(Exercise prompt) Determine how many lines below contain the word "input", then write that number by itself.

(Information provided)
PR #94, opened 2019-07-30
Kweirauch/integrate exercises as json

Korosensei42:
This later aims to solve #73. Right now only a very naive and basic approach is implemented.

### DIFF
--- a/src/components/propositionalLogic/example.json
+++ b/src/components/propositionalLogic/example.json
@@ -1,6 +1,6 @@
 {
     "example1": [
-        ["Aufgabe: Zeige a -> (b -> c) -> (a und b) -> c", "", true],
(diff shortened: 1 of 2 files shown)


src/components/propositionalLogic/example.json
```diff
@@ -0,0 +1,50 @@
+{
+    "example1": [
```
TimothyGillespie: I just saw here that you already got to #99. In the other PR I just named the file examples.json with the plural form I think would be more fitting since they are multiple examples. If you remove the boolean values and bring them in the form of the examples.json from PR #84 then Issue #99 will be solved.

Korosensei42:
This is outdated now.

Issue #98, opened 2019-07-31
Have the change example buttons not stack upon each other


TimothyGillespie:
Rather they should be put next to each other.

TimothyGillespie:
Assuming localhost on port 3000 the address would be http://localhost:3000/aussagenlogisches_beweisen/beispiele

TimothyGillespie:
Solved by #100

PR #100, opened 2019-07-31
Exercises

TimothyGillespie:
This will need some work still. The proofEditor should be reused in here and will probably need some externalization. Solves #98 too.


TimothyGillespie:
This is almost ready.
During the conversion I changed some file structurs which broke some CSS Styling. This will need to be fixed.
Also I want to make exercise a controlled component as well.

With these two changes and some clean up this should be ready to go.

TimothyGillespie:
This pull request does also:
- Fix an issue for the vocab checker because it would only collapse one `\n` instead of all of them
- Make the reduced design changes as has been agreed upon

Korosensei42:
Looks good to me so far. I will try out some dropdown menu for a bit, though. If I think it looks good, I will suggest it, otherwise I will just approve this

PR #101, opened 2019-08-01
Kweirauch/fix vocab bug

### LINKED ISSUE #95: Unkown vocabulary will not create an issue when placed immediately in front of a fullstop
I couldn't get the most up to date version of our master branch as of now, so please make sure to check if does reproduce.

### Current Behavior
For the input `Die Sonne.` there will only be an issue listed for "Die", but not for "Sonne".
Generally: It doesn't seem to produce issues for unkown words right in front of a fullstop. If there is a white space inbetween the fullstop and the word it will create an issue.

### Expected Behavior
For the input `Die Sonne.` it will throw an issue for the word "Die" and "Sonne".

Korosensei42:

(Task response) 2